## Task instructions
Filter these entries down to the lines that hold the word "seeing", and show each of them.

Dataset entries
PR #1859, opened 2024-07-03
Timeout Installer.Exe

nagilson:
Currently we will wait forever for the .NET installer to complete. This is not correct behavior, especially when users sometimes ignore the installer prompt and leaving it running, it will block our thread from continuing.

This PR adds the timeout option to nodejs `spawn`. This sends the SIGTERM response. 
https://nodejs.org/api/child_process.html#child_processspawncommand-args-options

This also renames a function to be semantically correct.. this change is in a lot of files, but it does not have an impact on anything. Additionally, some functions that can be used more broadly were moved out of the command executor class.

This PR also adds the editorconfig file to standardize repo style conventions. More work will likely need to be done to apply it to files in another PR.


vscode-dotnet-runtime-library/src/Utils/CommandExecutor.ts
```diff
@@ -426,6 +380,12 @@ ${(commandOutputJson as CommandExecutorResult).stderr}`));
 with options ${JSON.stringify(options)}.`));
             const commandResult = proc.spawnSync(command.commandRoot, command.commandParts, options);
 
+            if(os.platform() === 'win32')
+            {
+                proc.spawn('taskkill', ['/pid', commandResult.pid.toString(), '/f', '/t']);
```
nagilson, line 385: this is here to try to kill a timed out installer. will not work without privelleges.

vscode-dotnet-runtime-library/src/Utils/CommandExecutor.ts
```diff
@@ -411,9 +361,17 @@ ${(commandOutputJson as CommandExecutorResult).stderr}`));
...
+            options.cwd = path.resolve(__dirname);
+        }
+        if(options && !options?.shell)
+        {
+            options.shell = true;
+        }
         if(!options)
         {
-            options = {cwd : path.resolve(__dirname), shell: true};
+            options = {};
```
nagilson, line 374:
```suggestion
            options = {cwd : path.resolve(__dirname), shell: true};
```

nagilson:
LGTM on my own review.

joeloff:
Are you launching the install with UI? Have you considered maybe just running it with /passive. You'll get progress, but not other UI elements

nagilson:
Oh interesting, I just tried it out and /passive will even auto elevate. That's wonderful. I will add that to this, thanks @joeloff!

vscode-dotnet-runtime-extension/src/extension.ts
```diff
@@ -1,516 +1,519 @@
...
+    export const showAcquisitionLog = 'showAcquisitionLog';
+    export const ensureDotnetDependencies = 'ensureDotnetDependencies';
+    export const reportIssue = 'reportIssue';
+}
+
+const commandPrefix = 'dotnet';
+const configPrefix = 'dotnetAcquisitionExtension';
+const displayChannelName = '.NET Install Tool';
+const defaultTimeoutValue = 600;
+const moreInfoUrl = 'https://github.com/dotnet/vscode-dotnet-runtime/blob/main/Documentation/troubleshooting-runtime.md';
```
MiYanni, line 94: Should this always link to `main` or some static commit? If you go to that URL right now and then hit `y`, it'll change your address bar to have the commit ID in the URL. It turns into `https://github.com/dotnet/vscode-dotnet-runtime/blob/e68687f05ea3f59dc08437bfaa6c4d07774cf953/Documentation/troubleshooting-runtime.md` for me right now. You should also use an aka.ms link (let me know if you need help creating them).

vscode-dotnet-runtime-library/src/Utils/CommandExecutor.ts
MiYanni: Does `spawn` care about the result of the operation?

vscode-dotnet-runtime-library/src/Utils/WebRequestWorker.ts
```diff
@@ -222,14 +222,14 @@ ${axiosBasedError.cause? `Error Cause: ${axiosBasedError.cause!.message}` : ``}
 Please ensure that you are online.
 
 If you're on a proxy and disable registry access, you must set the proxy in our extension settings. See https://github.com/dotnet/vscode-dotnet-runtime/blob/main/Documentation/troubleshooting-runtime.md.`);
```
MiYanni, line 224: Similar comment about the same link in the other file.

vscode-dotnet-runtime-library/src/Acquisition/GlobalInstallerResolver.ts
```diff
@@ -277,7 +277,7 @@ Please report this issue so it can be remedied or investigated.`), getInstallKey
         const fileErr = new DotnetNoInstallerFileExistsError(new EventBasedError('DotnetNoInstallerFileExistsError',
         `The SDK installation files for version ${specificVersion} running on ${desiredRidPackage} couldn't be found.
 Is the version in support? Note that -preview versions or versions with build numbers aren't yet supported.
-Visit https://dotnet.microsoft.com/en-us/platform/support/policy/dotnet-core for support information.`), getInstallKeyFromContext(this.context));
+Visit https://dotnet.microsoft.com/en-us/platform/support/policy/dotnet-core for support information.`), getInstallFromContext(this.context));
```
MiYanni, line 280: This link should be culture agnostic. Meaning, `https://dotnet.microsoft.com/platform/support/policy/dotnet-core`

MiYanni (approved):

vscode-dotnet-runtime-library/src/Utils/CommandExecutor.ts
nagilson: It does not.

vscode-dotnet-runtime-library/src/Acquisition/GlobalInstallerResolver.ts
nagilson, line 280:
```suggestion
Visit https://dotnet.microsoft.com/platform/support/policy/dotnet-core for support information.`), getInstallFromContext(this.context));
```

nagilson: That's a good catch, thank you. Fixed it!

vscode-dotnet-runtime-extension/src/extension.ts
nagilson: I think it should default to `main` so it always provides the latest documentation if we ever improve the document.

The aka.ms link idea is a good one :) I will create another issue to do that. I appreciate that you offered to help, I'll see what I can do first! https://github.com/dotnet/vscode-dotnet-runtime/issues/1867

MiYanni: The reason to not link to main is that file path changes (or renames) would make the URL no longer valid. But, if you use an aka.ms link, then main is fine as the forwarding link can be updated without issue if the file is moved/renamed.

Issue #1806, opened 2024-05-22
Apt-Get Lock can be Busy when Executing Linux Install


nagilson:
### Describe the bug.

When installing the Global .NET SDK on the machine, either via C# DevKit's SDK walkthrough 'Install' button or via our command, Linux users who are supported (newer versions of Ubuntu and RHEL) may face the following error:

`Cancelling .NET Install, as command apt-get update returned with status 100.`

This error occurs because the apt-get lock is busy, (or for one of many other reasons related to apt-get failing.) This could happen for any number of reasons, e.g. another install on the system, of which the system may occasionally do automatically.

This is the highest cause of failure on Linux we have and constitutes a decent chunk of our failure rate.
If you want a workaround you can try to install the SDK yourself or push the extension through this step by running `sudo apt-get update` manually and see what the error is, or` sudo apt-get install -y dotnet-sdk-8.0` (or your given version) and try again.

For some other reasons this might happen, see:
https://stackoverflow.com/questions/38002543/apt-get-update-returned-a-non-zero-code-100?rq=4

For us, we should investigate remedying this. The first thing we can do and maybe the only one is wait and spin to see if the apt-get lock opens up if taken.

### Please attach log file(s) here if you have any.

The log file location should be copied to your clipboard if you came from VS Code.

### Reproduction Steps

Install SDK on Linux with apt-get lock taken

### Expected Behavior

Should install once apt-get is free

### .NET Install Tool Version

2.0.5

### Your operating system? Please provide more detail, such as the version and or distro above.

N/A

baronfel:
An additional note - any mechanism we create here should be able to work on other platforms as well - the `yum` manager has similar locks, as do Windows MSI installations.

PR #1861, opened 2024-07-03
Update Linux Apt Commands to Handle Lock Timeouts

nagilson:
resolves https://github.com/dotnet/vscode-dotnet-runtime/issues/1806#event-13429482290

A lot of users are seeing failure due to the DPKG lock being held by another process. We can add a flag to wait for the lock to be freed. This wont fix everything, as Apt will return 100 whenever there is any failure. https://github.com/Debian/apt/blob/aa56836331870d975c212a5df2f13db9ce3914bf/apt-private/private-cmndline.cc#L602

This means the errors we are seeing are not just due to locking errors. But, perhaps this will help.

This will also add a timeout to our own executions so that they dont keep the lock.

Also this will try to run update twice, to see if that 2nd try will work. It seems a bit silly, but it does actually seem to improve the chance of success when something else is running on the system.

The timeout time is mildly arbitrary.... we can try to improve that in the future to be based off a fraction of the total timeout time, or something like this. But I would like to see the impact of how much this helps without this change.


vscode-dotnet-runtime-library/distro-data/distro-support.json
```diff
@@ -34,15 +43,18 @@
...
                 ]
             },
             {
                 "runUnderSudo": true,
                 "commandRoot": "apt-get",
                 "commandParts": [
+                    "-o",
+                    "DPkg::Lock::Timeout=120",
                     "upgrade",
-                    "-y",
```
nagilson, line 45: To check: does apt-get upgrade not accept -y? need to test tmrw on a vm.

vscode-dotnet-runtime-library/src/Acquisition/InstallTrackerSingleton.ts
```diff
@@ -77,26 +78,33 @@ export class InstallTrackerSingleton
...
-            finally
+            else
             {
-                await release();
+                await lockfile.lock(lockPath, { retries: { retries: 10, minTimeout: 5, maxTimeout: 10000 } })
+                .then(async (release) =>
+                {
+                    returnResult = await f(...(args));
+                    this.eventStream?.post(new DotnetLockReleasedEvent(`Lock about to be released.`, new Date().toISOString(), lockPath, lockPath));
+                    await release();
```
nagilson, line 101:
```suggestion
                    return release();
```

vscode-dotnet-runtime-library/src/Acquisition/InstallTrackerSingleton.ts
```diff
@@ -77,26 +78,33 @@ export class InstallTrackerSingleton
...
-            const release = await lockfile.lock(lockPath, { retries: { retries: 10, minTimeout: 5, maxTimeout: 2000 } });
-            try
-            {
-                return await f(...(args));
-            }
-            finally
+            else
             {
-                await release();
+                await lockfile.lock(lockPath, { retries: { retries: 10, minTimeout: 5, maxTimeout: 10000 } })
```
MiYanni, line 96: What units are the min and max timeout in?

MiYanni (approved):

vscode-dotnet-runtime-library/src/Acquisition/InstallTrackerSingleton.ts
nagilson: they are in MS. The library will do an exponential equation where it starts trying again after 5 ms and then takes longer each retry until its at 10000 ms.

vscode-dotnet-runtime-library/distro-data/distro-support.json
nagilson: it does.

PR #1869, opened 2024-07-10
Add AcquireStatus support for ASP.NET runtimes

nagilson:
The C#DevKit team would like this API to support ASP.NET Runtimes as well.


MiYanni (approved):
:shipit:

## Answer to this exercise
A lot of users are seeing failure due to the DPKG lock being held by another process. We can add a flag to wait for the lock to be freed. This wont fix everything, as Apt will return 100 whenever there is any failure. https://github.com/Debian/apt/blob/aa56836331870d975c212a5df2f13db9ce3914bf/apt-private/private-cmndline.cc#L602
This means the errors we are seeing are not just due to locking errors. But, perhaps this will help.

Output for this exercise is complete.